髪のこといろいろ
年齢とともに髪が細くなったり、クセが強くなったり、艶がなくなったり...そこにはちゃんと理由があります。
髪の毛は爪や肌の角質層と同じ「ケラチンタンパク質」でできています。全体で約10万本生えていて、一本の髪の寿命は女性で4〜7年、男性で3〜5年といわれています。そのため一日平均で50〜150本くらいが自然と抜け落ちています。

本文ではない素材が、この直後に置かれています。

PR #12546, opened 2023-12-15
Teach `Lint/AssignmentInCondition` about `case`

sambostock:
This teaches `Lint/AssignmentInCondition` about `case`, to match the behavior with other conditionals.

```diff
 case test = 10
+          ^ Use `==` if you meant to do a comparison or wrap the expression in parentheses to indicate you meant to assign in a condition.
 when nil
 end
```

```ruby
case (test = 10)
when nil
end
```

-----------------

* [x] Added tests.

### DIFF
--- a/changelog/change_teach_lint_assignment_in_condition_about_case.md
+++ b/changelog/change_teach_lint_assignment_in_condition_about_case.md
@@ -1,0 +1,1 @@
+* [#12546](https://github.com/rubocop/rubocop/pull/12546): Teach `Lint/AssignmentInCondition` about `case`. ([@sambostock][])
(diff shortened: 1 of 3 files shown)


koic:
This cop emulates the following Ruby warning:

```console
$ ruby -ce 'if (test = 10); end'
-e:1: warning: found `= literal' in conditional, should be ==
Syntax OK
```

It does not display the warning for `case`:

```
$ cat example.rb
case (test = 10)
when nil
end

$ ruby -wc example.rb
Syntax OK
```

koic:
Ah, I made a mistake in my previous comment about `Lint/LiteralAssignmentInCondition` 😓 

However, `case`...`when` differs from `if` and `while`, as it does not independently form a condition. This might call for an initial discussion in the style guide.
https://rubystyle.guide/#safe-assignment-in-condition

PR #12559, opened 2023-12-19
Document `Style/SymbolProc` protected method incompatibility

sambostock:
This documents the false positive for `Style/SymbolProc` when used with a `protected` method. `public` and `private` method behaviour matches, but `protected` methods which work in the normal block style break when using `Symbol#to_proc`.

The motivation for this is that it's not something that comes up very often (`protected` is not as common as `public` or `private`, and even less so used in iteration/blocks), so reviewers will often need to ask why a `rubocop:disable Style/SymbolProc` comment is being added. Documenting this makes it easier to discover the reason.

-----------------

* ~Added tests.~

### DIFF
--- a/lib/rubocop/cop/style/symbol_proc.rb
+++ b/lib/rubocop/cop/style/symbol_proc.rb
@@ -37,6 +37,42 @@ module RuboCop
       #   # ArgumentError: wrong number of arguments (given 1, expected 0)
       #   ----
       #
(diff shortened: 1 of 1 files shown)


sambostock:
Since this doesn't add or change any _behaviour_, I didn't add a changelog file. I can add one if necessary.

bbatsov:
Today I learned! :-) Thanks for documenting this.

PR #12562, opened 2023-12-20
Improve invertible unless message

sambostock:
The existing message is ambiguous about how to invert the condition, leading many to assume the cop is suggesting replacing code like

```ruby
unless number.odd?
^^^^^^^^^^^^^^^^^^ Favor `if` with inverted condition over `unless`.
```

with

```ruby
if !number.odd?
```

which would conflict with `Style/NegatedIf`.

This updates the message to clearly describe the change being recommended:

```ruby
unless number.odd?
^^^^^^^^^^^^^^^^^^ Prefer `if number.even?` over `unless number.odd?`.
```

-----------------

* [x] Added tests.

### DIFF
--- a/lib/rubocop/cop/style/invertible_unless_condition.rb
+++ b/lib/rubocop/cop/style/invertible_unless_condition.rb
@@ -51,7 +51,7 @@ module RuboCop
       class InvertibleUnlessCondition < Base
         extend AutoCorrector
 
-        MSG = 'Favor `if` with inverted condition over `unless`.'
+        MSG = 'Prefer `%<prefer>s` over `%<current>s`.'
 
         def on_if(node)
           return unless node.unless?
@@ -59,7 +59,10 @@ module RuboCop
           condition = node.condition
           return unless invertible?(condition)
 
-          add_offense(node) do |corrector|
+          message = format(MSG, prefer: "#{node.inverse_keyword} #{preferred_condition(condition)}",
+                                current: "#{node.keyword} #{condition.source}")
+
+          add_offense(node, message: message) do |corrector|
             corrector.replace(node.loc.keyword, node.inverse_keyword)
             autocorrect(corrector, condition)
           end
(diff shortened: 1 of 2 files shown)


lib/rubocop/cop/style/invertible_unless_condition.rb
```diff
@@ -88,6 +91,47 @@ def inheritance_check?(node)
...
+            argument_list = node.arguments.map(&:source).join(', ')
+            if node.parenthesized?
+              "#{receiver_source}.#{inverse_method_name}(#{argument_list})"
+            else
+              "#{receiver_source}.#{inverse_method_name} #{argument_list}"
+            end
+          else
+            "#{receiver_source}.#{inverse_method_name}"
+          end
+        end
```
sambostock, line 126: I kept this version of this method as a separate commit, in case we prefer the one which does not introduce an offense:

```ruby
def preferred_send_condition(node)
  receiver_source = node.receiver.source
  return receiver_source if node.method?(:!)

  inverse_method_name = inverse_methods[node.method_name]
  dot_or_space = node.dot? ? '.' : ' '
  args = node.arguments.map(&:source).join(', ')
  args = node.parenthesized? ? "(#{args})" : " #{args}" if node.arguments?

  "#{receiver_source}#{dot_or_space}#{inverse_method_name}#{args}"
end
```

While this approach is shorter, I don't know if it's actually clearer, as it condenses the logic into fewer more complex lines.

Another approach would be to extract more methods, but I feel like that would also hurt the overall readability.

The longer approach makes it simpler to see what the outcome is:

Scenario|Preferred Implementation
-|-
Unary `!`|`receiver_source`
Operator|`"#{receiver_source} #{inverse_method_name} #{node.first_argument.source}"`
Parentheses|`"#{receiver_source}.#{inverse_method_name}(#{argument_list})"`
No Parentheses|`"#{receiver_source}.#{inverse_method_name} #{argument_list}"`
No arguments|`"#{receiver_source}.#{inverse_method_name}"`

lib/rubocop/cop/style/invertible_unless_condition.rb
```diff
@@ -88,6 +91,47 @@ def inheritance_check?(node)
             (argument.const_type? && argument.short_name.to_s.upcase != argument.short_name.to_s)
         end
 
+        def preferred_condition(node)
+          case node.type
+          when :begin
+            if node.parenthesized_call?
+              "(#{preferred_condition(node.children.first)})"
+            else # TODO: What about other kinds of begin nodes?
```
sambostock, line 99: I forgot about this comment, but maybe it still applies.

Do we care about things like this?

```ruby
if begin; dangerous_condition; rescue => SomeError; fallback_condition; end;
  # ...
end
```

sambostock: Okay, so I tried

```ruby
foo unless begin x != y end
foo unless (begin x != y end)
```

but neither detected an offense, so I'll just assume the parenthesized case is the only one we care about, and simplify the implementation.

lib/rubocop/cop/style/invertible_unless_condition.rb
sambostock: I managed to put together a similar implementation which doesn't trigger an offense.

Gemfile
```diff
@@ -31,8 +31,8 @@ group :test do
   gem 'webmock', require: false
 end
 
-local_ast = File.expand_path('../rubocop-ast', __dir__)
-gem 'rubocop-ast', path: local_ast if Dir.exist? local_ast
+# local_ast = File.expand_path('../rubocop-ast', __dir__)
+# gem 'rubocop-ast', path: local_ast if Dir.exist? local_ast
```
koic, line 35: Please revert this to its original state.

changelog/change_improve_style_invertible_unless_condition_message.md
```diff
@@ -0,0 +1 @@
+* [#12562](https://github.com/rubocop/rubocop/pull/12562): Improve `Style/InvertibleUnlessCondition` message. ([@sambostock][])
```
koic, line 1: There is no need for a changelog entry regarding this change.

Gemfile
sambostock: Whoops, that wasn't meant to be committed.

bbatsov:
Looks good to me. Thanks!

PR #12584, opened 2023-12-30
[Fix #11878] Add new `Style/MapIntoArray` cop

### LINKED ISSUE #11878: Style cop idea: prefer `map` over `each` + `<<`
I often encounter this pattern, especially amongst junior devs; they start with the `[]` literal, and then build up a list by repeatedly pushing elements into it. It's messy and inefficient.

```ruby
# bad
result = []
arr.each { |x| result << x + 42 }

# good
result = arr.map { |x| x + 42 }
```

ymap:
Fixes #11878.

This PR adds new `Style/MapIntoArray` cop.
This cop checks for usages of `each` with `<<`, `push`, or `append` which can be replaced by `map`. It is unsafe, because it can produce false positives if the receiver is not an `Enumerable`.

```ruby
# bad
dest = []
src.each { |e| dest << e * 2 }
dest

# good
dest = src.map { |e| e * 2 }

# good - contains another operation
dest = []
src.each { |e| dest << e * 2; puts e }
dest
```

-----------------

* [x] Added tests.


lib/rubocop/cop/style/map_into_array.rb
```diff
@@ -0,0 +1,176 @@
...
+      #   # good - contains another operation
+      #   dest = []
+      #   src.each { |e| dest << e * 2; puts e  }
+      #   dest
+      #
+      class MapIntoArray < Base
+        include RangeHelp
+        extend AutoCorrector
+
+        MSG = 'Use `map` instead of `each` to map elements into an array.'
```
bbatsov, line 51: `map/collect`

Perhaps this can be extract from their configuration.

bbatsov:
I like the cop overall, but I'm a bit unsure about the name. @rubocop/rubocop-core Suggestions welcome!

spec/rubocop/cop/style/map_into_array_spec.rb
```diff
@@ -0,0 +1,345 @@
...
+RSpec.describe RuboCop::Cop::Style::MapIntoArray, :config do
+  it 'registers an offense and corrects when using `each` with `<<` to build an array' do
+    expect_offense(<<~RUBY)
+      dest = []
+      src.each { |e| dest << e * 2 }
+      ^^^^^^^^^^^^^^^^^^^^^^^^^^^^^^ Use `map` instead of `each` to map elements into an array.
+    RUBY
+
+    expect_correction(<<~RUBY)
+      src.map { |e| e * 2 }
```
bquorning, line 12: Shouldn’t the expected correction be
```suggestion
      dest = src.map { |e| e * 2 }
```
Removing a local variable is bound to break people’s code.

spec/rubocop/cop/style/map_into_array_spec.rb
```diff
@@ -0,0 +1,395 @@
...
+    expect_offense(<<~RUBY)
+      dest = []
+      do_something
+      src.each { |e| dest << e * 2 }
+      ^^^^^^^^^^^^^^^^^^^^^^^^^^^^^^ Use `map` instead of `each` to map elements into an array.
+    RUBY
+
+    expect_correction(<<~RUBY)
+      do_something
+      src.map { |e| e * 2 }
```
mvz, line 50: This autocorrect is extra tricky since if `do_something` is more code it might modify `dest`.

lib/rubocop/cop/style/map_into_array.rb
ymap: Thanks. I've fixed it by using the `Style/CollectionMethods` configuration. How does it look?

spec/rubocop/cop/style/map_into_array_spec.rb
ymap: Fixed and amended!

bbatsov:
I guess it's time to finally merge this. Thanks for the PR, @ymap!

amomchilov:
Ironic that your handle can be read as "why map?" 😄

Great contribution, thanks @ymap!

PR #12972, opened 2024-06-07
[Fix #12970] Add `CountModifierForms` option to `Metrics/BlockNesting`

### LINKED ISSUE #12970: Add configuration for Metrics/BlockNesting to ignore inline if statements
In my understanding, the purpose of Metrics/BlockNesting is to avoid "indentation hell" with conditionals and loops.
Rubocop is currently flagging code like this:
```
x = nil
y = true
z = false

if x
  if y
    if z
      x = 3 if true # <<<< flagged as error
    end
  end
end
```

It would be nice to be able to exclude trailing conditionals from this metrics cop.
Something similar to `AllowIfModifier` for `Style/IfInsideElse` cop.

Observed in rubocop v1.31

koic:
Resolves #12970.

This PR adds `CountModifierForms` option to `Metrics/BlockNesting`.

Similar to the existing `CountBlocks`, the default is `false`. This means that existing modifier form code will not be detected by default, but this seems reasonable as part of the block nesting functionality. If user require the previous behavior, user can achieve it by setting `CountBlocks` to `true`.

-----------------

* [x] Added tests.

### DIFF
--- a/changelog/change_add_count_blocks_to_metrics_block_nesting.md
+++ b/changelog/change_add_count_blocks_to_metrics_block_nesting.md
@@ -1,0 +1,1 @@
+* [#12970](https://github.com/rubocop/rubocop/issues/12970): Add `CountModifierForms` option to `Metrics/BlockNesting` and set it to `false` by default. ([@koic][])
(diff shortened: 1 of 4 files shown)


bbatsov:
Fine by me. Thanks!

PR #12974, opened 2024-06-08
[Fix #11957] Add cop `Lint/ExplicitPublicAccessModifier`

### LINKED ISSUE #11957: Flag explicit `public` access modifier usage

```ruby
class Foo
  def foo
  end

  private

  def bar
  end

  public # This might be surprising to those who got used to add private methods to the bottom of the class

  def baz
  end

  # Any method added here will be public
end
```

Add a cop that flags the explicit usage of `public`

[`Layout/ClassStructure`](https://docs.rubocop.org/rubocop/cops_layout.html#layoutclassstructure) may or may not cover this, it's [not covered in its specs](https://github.com/rubocop/rubocop/blob/35d5286ae52ea89826732b6a05df23625a6432eb/spec/rubocop/cop/layout/class_structure_spec.rb#L428). Some may prefer to disable `Layout/ClassStructure`.

The purpose of this cop would be to restrict the confusing usage completely, not just rearrange the methods.

yoshiyoshiharu:
Fix #11957 

This PR adds a `Lint/ExplicitPublicAccessModifier`.
It warns explicit usage of `public` which might be surprising for developers accustomed to placing private methods at the bottom of a class.

-----------------

* [x] Added tests.


koic:
The bad case described in the example of this PR can already be detected by `Lint/UselessAccessModifier`, so I have concerns about the necessity of providing this new cop.

```ruby
      #   class Test
      #     public
      #
      #     def test; end
      #   end
```

https://docs.rubocop.org/rubocop/1.64/cops_lint.html#lintuselessaccessmodifier

yoshiyoshiharu:
@koic 
As mentioned in #11957, using the `public` access modifier below the `private` access modifier doesn't be warned.
`ClassStructure` may detect this; However,  if it is disabled (which is default setting), the following example will not be detected
```rb
      #   # bad
      #   class Test
      #     private
      #
      #     def private_method;
      #
      #     public
      #
      #     def public_method; end
      #   end
```

PR #12984, opened 2024-06-12
[Fix #12983] Fix false positives for `Style/SendWithLiteralMethodName`

### LINKED ISSUE #12983: Additional caution for new cop: Style/SendWithLiteralMethodName

I believe some additional caution should be urged for the new cop: `Style/SendWithLiteralMethodName` https://github.com/rubocop/rubocop/pull/12850

Presently the cop is marked unsafe for "receiver" reasons (which I don't completely understand).
However, there are other cases where simply converting from `send` (or `public_send`) to actual method invocation is not safe.

Writer methods in particular behave differently when invoked directly than with `send`.

```rb
class WeirdRuby
  attr_reader :wat
  def wat=(w)
    @wat = w
    42
  end
end
```

```irb
>> fun = WeirdRuby.new
=> #<WeirdRuby:0x000000011d9fa8d0>
>> fun.wat = 7
=> 7
>> fun.public_send(:wat=, 7)
=> 42
```

The exact same method, invoked via send vs invoked directly results in completely different return value. (IIRC it's because the ruby compiler special-cases `=` syntax to ensure the expression evaluates to the assigned value, even if the writer method returns something else. However, with `send` invocation, no such protection is in place.

I'm not really sure. Is it possible (or reasonable) for the cop to detect writer methods and refuse autocorrect them? Or should that be an additional option? Or should this just be an extra example in the docs? Or a test case in rubocop's test suite?

I would be happy to provide a PR depending on the approach desired. But I think _something_ should be done since this could be a huge footgun. (Not huge in frequency, but in debugging. No one would ever think to confirm that send vs direct-method could ever behave differently.)

## Additional context

This case may seem obscure (and it very likely is), but considering that if ever a writer method is indeed implemented directly instead of via the `attr_writer` macro, the odds that the return value differs from the "assigned" value go up greatly. (The only reason to override a writer is to do something odd anyway. And it's super common to have an "accidental" return value during a side-effect operation by not being careful of the last expression in the method. I've seen custom writers like this act as setters that are calling off to a service somehow and return nil or status codes or things completely unrelated to "assignment" value.)

koic:
Fixes #12983.

This PR fixes false positives for `Style/SendWithLiteralMethodName` using `send` with writer method name.

Writer methods with names ending in `=` are always permitted because their behavior differs as follows:

```ruby
def foo=(foo)
  @foo = foo
  42
end

foo(1)         # => 1
send(:foo=, 1) # => 42
```

-----------------

* [x] Added tests.

### DIFF
--- a/changelog/fix_false_positives_for_style_send_with_literal_method_name.md
+++ b/changelog/fix_false_positives_for_style_send_with_literal_method_name.md
@@ -1,0 +1,1 @@
+* [#12983](https://github.com/rubocop/rubocop/issues/12983): Fix false positives for `Style/SendWithLiteralMethodName` using `send` with writer method name. ([@koic][])
--- a/lib/rubocop/cop/style/send_with_literal_method_name.rb
+++ b/lib/rubocop/cop/style/send_with_literal_method_name.rb
@@ -7,6 +7,20 @@ module RuboCop
       # Since the `send` method can be used to call private methods, by default,
       # only the `public_send` method is detected.
       #
+      # NOTE: Writer methods with names ending in `=` are always permitted because their
+      # behavior differs as follows:
+      #
+      # [source,ruby]
+      # ----
+      # def foo=(foo)
+      #   @foo = foo
+      #   42
+      # end
+      #
+      # foo(1)         # => 1
+      # send(:foo=, 1) # => 42
+      # ----
+      #
       # @safety
       #   This cop is not safe because it can incorrectly detect based on the receiver.
       #   Additionally, when `AllowSend` is set to `true`, it cannot determine whether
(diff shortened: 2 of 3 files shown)


Earlopain:
I don't think the example code is correct.

`send(:foo=, 1)` would get corrected to `foo=(1)` which is a variable declaration! So that method doesn't even get called anymore and in that sense it makes sense for the return value to be 1.

koic:
This indicates a method call on `self`, not a variable declaration:

```console
$ ruby -e "send(:foo=, 1)"
-e:1:in `<main>': undefined method `foo=' for main (NoMethodError)

send(:foo=, 1)
^^^^

$ ruby -e "def foo=(foo); 42 end; p send(:foo=, 1)"
42
```

Earlopain:
Yes, but the previous behaviour of autocorrect would have produced `foo=(1)` which is not. The example code isn't executable because `foo` isn't defined.

koic:
Ah, I get it. That is a mistake in the example. It has been fixed in https://github.com/rubocop/rubocop/commit/967fe88135188c9d74494cbd4355180c140c4a1a.

Earlopain:
Yes, that looks good. Thank!

PR #12991, opened 2024-06-13
[Fix #12989] Fix an error for the `inherit_gem` config when the Gemfile contains an uninstalled git gem

### LINKED ISSUE #12989: improve compatibility with pre-commit when using inherit_gem in a project with git dependencies

I would like to use rubocop with pre-commit (which seems to be supported, since you ship a `.pre-commit-hooks.yaml`). Unfortunately, rubocop attempts to load extensions by calling `Bundler.load`; this attempts to load the gems for the calling application (as opposed to the gems in the pre-commit / rubocop isolated environment), which is not desirable -- at best, it will pollute global gem state by installing all of the dependencies from the containing application's gemfile; if any of the dependencies are git dependencies, it'll just fail

I've been told that this has been addressed before, but whatever was done doesn't seem to be comprehensive.

My thought was that rubocop could add a way to signal that we don't want to load from bundler (perhaps a new command-line flag like `--no-i-really-dont-want-to-use-bundler`) and pass it in the `.pre-commit-hooks.yaml`. When that flag is passed, rubocop would skip the `Bundler.load` call entirely in `Rubocop::ConfigLoaderResolver#gem_config_path`.

I sent `pre-commit` a patch (https://github.com/pre-commit/pre-commit/pull/3232) to disable loading the Gemfile from their side, but they are adamantly opposed to making that change. Their stance is "a linter blindly trying to access an unrelated environment is a poorly behaving linter" and that this is a rubocop bug. 

## Additional context

https://github.com/Roguelazer/rubocop-pre-commit-breakage-demo is a repository which has minimal reproduction steps to show that this is broken.

Earlopain:
Fixes #12989

I also move the bundler isolation into the shared context and add a test for it

-----------------

* [x] Added tests.

### DIFF
--- a/changelog/fix_error_for_inherit_gem_git_gem.md
+++ b/changelog/fix_error_for_inherit_gem_git_gem.md
@@ -1,0 +1,1 @@
+* [#12989](https://github.com/rubocop/rubocop/issues/12989): Fix an error for the `inherit_gem` config when the Gemfile contains an uninstalled git gem. ([@earlopain][])
--- a/lib/rubocop/config_loader_resolver.rb
+++ b/lib/rubocop/config_loader_resolver.rb
@@ -272,6 +272,8 @@ module RuboCop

そして、身体と同じで骨にあたる部分・肉にあたる部分・皮にあたる部分から成っています。パーマ・カラーで薬剤が反応するのは肉の部分です。枝毛などは、皮の部分が剥がれてしまい内部の繊維質同士が引き裂かれてしまった状態です。また、カットした毛先は傷口と同じです。かみそり等でカットすると傷口が大きいのでタンパク質等を流出させやすくなってしまいます。
骨にあたる部分のこと
肉にあたる部分のこと
皮にあたる部分のこと
シャンプーのこと
シャンプーとは、髪の毛や頭皮の汚れを落とすものです。簡単なほこり汚れであれば湯洗で洗い流すことができますが、整髪料、汗、皮脂などの油の性質を持ったものはお湯だけで流すことはできません。なので、この油性のものを落とすために大抵のシャンプー剤には「界面活性剤」なるものが入っています。この「界面活性剤」とは、「水」と「油」の境界部に集まり、これらを分離してくれるものです。作用としては乳化、洗浄、浸透、分散と働いてくれます。なので、水分のない所にシャンプー剤がついても刺激にこそなりますが汚れを落としてはくれません。湯洗をしっかりしましょうというのはこのためです。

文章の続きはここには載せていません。